For further analyzes, units were only included if they complied with a set of criteria: Throughout the analyzed part of the recording session, units were allowed to only have a maximum change in baseline firing rate from beginning to the end of the session of less than 10% and intermittent maximum fluctuations of 20%. Only units with a baseline firing rate of at least 0.5 Hz were included for further analysis. Clustering units into putative principal and fast-spiking neurons based on their spike waveform and baseline firing rate do not match the observed features of AON single units (Fig. S11A). Therefore, we examined the whole population of AON neurons together.

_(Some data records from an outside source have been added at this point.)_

PR #989, opened 2026-08-25
model: support deepseek v3.2 with fp8

rebel-kblee:
### 🚀 Summary of Changes

support deepseek v3.2
- sparse attention mechanism (indexer, mla)
- e2e check (done)
- kv cache fp8 support (done)

---

* Resolves #
* Related to #

---

### ✅ Type of Change

* [ ] 🚀 Release (`release`)
* [ ] ✨ Feature (`feature`)
* [ ] 🛠 Bug fix (`fix`)

---

### 🧪 How to Test

1. Run `...`
2. Verify output: `...`
3. Edge case tested: `...`

---

---

### 📋 Checklist

---

### 💬 Notes

---


vllm_rbln/v1/attention/backends/mla/flashattn_mla.py
```diff
@@ -180,7 +185,7 @@ def _v_up_proj(self, x: torch.Tensor, W_UV: torch.Tensor) -> torch.Tensor:
             [batch, seq_len, num_heads * v_head_dim]
         """
         b_size, num_heads, seq_len, _ = x.size()
-        x = torch.matmul(x, W_UV)
+        x = torch.matmul(x, W_UV).to(torch.bfloat16)
```
rebel-cjlee: It now casts to `torch.bfloat16` unconditionally, but it's the shared exit for both the sparse and dense path. In case of `enforce-eager`, `platform.py` forces the dtype to `fp16`, so a `bf16` tensor reaches an fp16 `o_proj` and it dies on a dtype mismatch. Is it intended?

vllm_rbln/patches/mla.py
```diff
@@ -55,6 +56,40 @@ def patched_get_mla_prefill_backend(vllm_config) -> type[_RBLNNoOpMLAPrefillBack
...
+        "(512 fp8 kv_c + fp16 scale + k_pe), quantized/packed in-kernel by the "
+        "sparse_attn_deepseek_mla fp8 kernel. The compiler routes fp8 vs bf16 by "
+        "the cache channel width (768 != 576), so allocate head_size=768 int8. "
+        "cache_dtype_str stays 'auto' so the page size is the plain "
+        "head_size*itemsize (768B), not the upstream fp8_ds_mla 656B layout."
+    ),
+)
+def patched_mla_get_kv_cache_spec(self: MLAAttention, vllm_config):
+    cache_dtype = vllm_config.cache_config.cache_dtype
+    if cache_dtype and cache_dtype.startswith("fp8"):
```
rebel-cjlee: It only looks at `cache_dtype`, so every MLA layer gets the 768B int8 spec. With `supported_kv_cache_dtypes` now accepting fp8, DeepSeek R1 with `--kv-cache-dtype fp8` used to be rejected cleanly and now feeds a cache the dense kernels can't read. Does It need to gate on `self.use_sparse`?

vllm_rbln/patches/models_utils.py
```diff
@@ -23,10 +23,81 @@
...
+    from vllm.config import get_current_vllm_config
+
+    try:
+        cache_dtype = get_current_vllm_config().cache_config.cache_dtype
+    except Exception:
+        return False
+    return bool(cache_dtype) and cache_dtype.startswith("fp8")
+
+
+def rbln_num_attn_module(model_config) -> int:
```
rebel-cjlee: `rbln_num_attn_module` is a plain helper rather than a patch too, and having it in `/patches` makes `rbln_model_runner.py:2641` reach in there. Could it move to `v1/worker/utils.py` as well? `get_kv_cache_names` already takes this value as a parameter, so producer and consumer would sit together.

vllm_rbln/patches/models_utils.py
```diff
@@ -23,10 +23,81 @@
...
 
+@register_patch(
+    target="vllm.model_executor.models.utils.extract_layer_index",
+    reason=(
+        "DeepSeek-V3.2 sparse attention adds another KV-cache module "
+        "(the lightning indexer) per decoder layer. "
+    ),
+    apply_immediately=True,
+)
+def rbln_extract_layer_index(layer_name: str, num_attn_module: int = 1) -> int:
```
rebel-cjlee: This reads more like out own implementation than a patch, so how about moving it to `v1/worker/utils.py`? `get_kv_cache_names` already live there, and since that file mirrors `vllm.v1.worker.utils`, it could just be `extract_layer_index` without the `rbln_` prefix. After the move, `kv_cache_bindings.py:161` and `v1/worker/utils.py:872` are a one line import swap, and `patches/models_utils.py` keeps just the `vllm.v1.worker.utils` registration.

vllm_rbln/patches/models_utils.py
```diff
@@ -23,10 +23,81 @@
...
+)(rbln_extract_layer_index)
+
+
+def _dsa_indexer_cache_is_fp8() -> bool:
+    from vllm.config import get_current_vllm_config
+
+    try:
+        cache_dtype = get_current_vllm_config().cache_config.cache_dtype
+    except Exception:
+        return False
```
rebel-cjlee: When `get_current_vllm_config()` fails, this answers "not fp8" rather than "couldn't read the config". That global only lives inside a `set_current_vllm_config` block, and the dynamic KV resize path runs outside one, so it raises. Under fp8 that gives 2 modules instead of 3, which no longer matches the layer indices baked in at model build time, and `bind_kv_cache` dies with a bare `NotImplementedError`. All three callers already hold a `cache_config`, so taking it as an argument would drop the try/except and give the same answer everywhere.

-> `def rbln_num_attn_module(module_config, cache_config) -> int:`

vllm_rbln/patches/sparse_attn_indexer.py
rebel-cjlee, line 1: I think this belongs in `patches/deepseek_v2.py`. All three targets live in `vllm.model_executor.models.deepseek_v2`, and every other file under `patches/` is named after the module it patches. On top of that, `vllm.model_executor.layers.sparse_attn_indexer` is a real upstream module that this file never touches, so the name points somewhere it shouldn't.

vllm_rbln/v1/attention/backends/flash_attention.py
rebel-cjlee, line 1: This only drops a blank line, and the file is unrelated to the rest of the PR. Could we keep it out of the diff?

vllm_rbln/v1/attention/kv_cache_bindings.py
```diff
@@ -158,7 +158,9 @@ def _get_ordered_layer_names(
 ) -> list[str]:
     index_to_names: dict[int, list[str]] = defaultdict(list)
     for layer_name in kv_caches:
-        layer_index = extract_layer_index(layer_name, num_attn_module)
+        layer_index = model_executor_utils.extract_layer_index(
+            layer_name, num_attn_module
+        )
```
rebel-cjlee: If `extract_layer_index` moves to `v1/worker/utils.py` (vllm_rbln) as suggested above, this doesn't need the module lookup. Swapping the import from `vllm` to `vllm_rbln` should be enough.

vllm_rbln/v1/worker/utils.py
```diff
@@ -868,7 +868,9 @@ def get_kv_cache_names(
     """
     index2name: dict[int, list[str]] = defaultdict(list)
     for layer_name in kv_caches:
-        index2name[extract_layer_index(layer_name, num_attn_module)].append(layer_name)
+        index2name[
+            model_executor_utils.extract_layer_index(layer_name, num_attn_module)
+        ].append(layer_name)
```
rebel-cjlee: The same with `kv_cache_bindings.py`

vllm_rbln/v1/worker/rbln_model_runner.py
```diff
@@ -2638,9 +2638,9 @@ def initialize_kv_cache_tensors(
             kv_cache_view_infos,
         )
 
-        num_attn_module = (
-            2 if self.model_config.hf_config.model_type == "longcat_flash" else 1
-        )
+        from vllm_rbln.patches.models_utils import rbln_num_attn_module
+
+        num_attn_module = rbln_num_attn_module(self.model_config)
```
rebel-cjlee: Once the `num_attn_module` helper lives in `v1/worker/utils.py`, this can just add the name to the existing import on line 139. The function local import from `patches/` goes away with it.

vllm_rbln/v1/attention/backends/mla/flashattn_mla.py
rebel-kblee: This was a workaround that was removed before it was fixed by the compiler.

vllm_rbln/v1/worker/rbln_model_runner.py
rebel-cjlee:
```suggestion
self.kv_cache_names = get_kv_cache_names(kv_caches, num_attn_module)
self.kv_caches = [kv_caches[name] for name in self.kv_cache_names]
forward_context = self.compilation_config.static_forward_context
for layer_name, kv_cache in kv_caches.items():
    forward_context[layer_name].kv_cache = kv_cache
```

Changing this should let us drop the remaining patch in `models_utils.py`. What `bind_kv_caches` gives us fits in these 4 lines, and `get_kv_cache_names` was already running the same ordering loop a second time anyway. We could also pull the 4 lines into our own `bind_kv_cache`, but this is the only place we call it, so I don't think it's worth splitting out.

One follow up: rbln_worker.py:967, 974, 1040 and 1042 all explain themselves in terms of upstream bind_kv_cache. The behaviour stays the same since the new loop parks the same views, but those comments would point at a call that no longer exists, so they need rewording. The `assert len(self.kv_cache_names) == len(self.kv_caches)` on 2657 also becomes redundant once both come from the same list.

vllm_rbln/v1/worker/utils.py
```diff
@@ -57,6 +56,53 @@
...
+def num_attn_module(model_config) -> int:
+    hf_config = model_config.hf_config
+    if getattr(hf_config, "model_type", None) == "longcat_flash":
+        return 2
+    text_config = getattr(model_config, "hf_text_config", hf_config)
+    # A DSA model puts the lightning-indexer key cache next to MLA:
+    # 2 modules, or 3 when the indexer cache is fp8 (a companion fp16 scale cache).
+    if hasattr(text_config, "index_topk") or hasattr(hf_config, "index_topk"):
+        return 3 if _dsa_indexer_cache_is_fp8() else 2
+    return 1
```
rebel-cjlee: The `except Exception` in `_dsa_indexer_cache_is_fp8` answers "not fp8" when it really just failed to read the config. `_reallocate_kv_cache` runs outside `set_current_vllm_config`, so an fp8 run can end up with 2 modules instead of 3. If `num_attn_module` took `cache_config` as an argument, `_dsa_indexer_cache_is_fp8` could go away entirely. Could you take a look? All three callers already hold one, and `deepseek_v2.py` even computes the same thing on line 151 before reading it back from the global on 156.

vllm_rbln/patches/models_utils.py
```diff
@@ -25,6 +25,18 @@
...
+rbln_num_attn_module = num_attn_module
+rbln_extract_layer_index = register_patch(
+    target="vllm.v1.worker.utils.extract_layer_index",
+    reason=(
+        "vllm.v1.worker.utils snapshots extract_layer_index at import time, so "
+        "bind_kv_cache misses the patch on the defining module."
+    ),
+    key="vllm_rbln.patches.models_utils.rbln_extract_layer_index.v1_worker_utils",
+    apply_immediately=True,
+)(extract_layer_index)
```
rebel-cjlee: Please take a look at the comment in `rbln_model_runner.py`.

vllm_rbln/v1/worker/rbln_model_runner.py
rebel-kblee: Oh, I understand and agree. It's a good idea. I’ve checked the review and will give it a go. Thank you.

vllm_rbln/v1/worker/utils.py
rebel-kblee: Thanks. I agree with the content of your review. I'll apply this review.

rebel-cjlee (approved):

Z-scored firing rates were obtained by subtracting the mean baseline firing rate (window of 2 s before odor onset) from the mean firing rate of each bin and dividing by the baseline standard deviation computed across all trials. For baseline subtracted firing rates, the mean firing rate in a window of 1 s before odor onset was calculated for each cell-odor pair and subtracted from the whole PSTH. For group statistics, Welch’s ANOVA test and Dunnett’s multiple comparison post-tests were indicated (GraphPad Prism8). The post-test was computed in relation to control mice.

Analysis

For nCounter- and protein quantification (Fig. 2A, B), the unpaired two-tailed student’s t-test was used, and the P values were corrected for multiple tests using the Benjamini–Hochberg test. For the cellular physiology (Fig. 2C–F), the paired two-tailed student’s t test was used to compare the responses from the paired vs. unpaired input. Data between genotypes were compared by the unpaired two-tailed student’s t test and given as means ± SD. For the Sholl analysis (Fig. 2G, H), One-way ANOVA followed by the turkey multiple comparison test was used. Data were analyzed using Prism6 software (GraphPad, https://www.graphpad.com). All data are shown as mean ± SEM. For the proteomic analysis, empirical Bayes moderated t-statistics with multiple testing correction by false discovery rate was used (“eBayes” and “topTable” functions from Limma R package). For the behavioral analysis (Fig. 4), the two-way ANOVA test was used to compare the transgenic and control mice using sex and genotype as interacting factors. For the in vivo physiology (Fig. 5), firing rate data of responses were normalized by either subtracting the baseline from the response or by z-scoring the PSTH. The data are shown as mean ± SEM. The sample sizes of each statistical analysis were: Fig. 5B: 31 sessions in 6 Ctrl. mice, 11 sessions in 4 SH-WT, and 24 sessions in 6 SH-RX. Fig. 5E: all units: Ctrl.: 222, SH-WT: 74, SH-RX: 97; and all excited units: Ctrl.: 58, SH-WT: 21, SH-RX: 18. Fig.  5F: Ctrl.: 123, SH-WT: 22, SH-RX: 55 cell-odor pairs. Fig. 5G: Ctrl.: 253, SH-WT: 106, SH-RX: 75 cell-odor pairs. Fig. 5H: Ctrl.: 123, SH-WT: 22, SH-RX: 55 cell-odor pairs. Fig. 5I: Ctrl.: 253, SH-WT: 106, SH-RX: 75 cell-odor pairs. The following statistical tests were used for each analysis for the in vivo physiology: Fig. 5B: ANOVA, Dunnett’s post-test, p = 0.45, Fig. 5E: left: ANOVA, Dunnett’s post-test, p < 0.05, right: ANOVA, Dunnett’s post-test, p = 0.0002, Fig. 5F: ANOVA, Dunnett’s post-test, p < 0.0001, Fig. 5G: ANOVA, Dunnett’s post-test, p < 0.0001, Fig. 5H: ANOVA, Dunnett’s post-test, p = 0.0007, Fig. 5I: ANOVA, Dunnett’s post-test, p < 0.0001.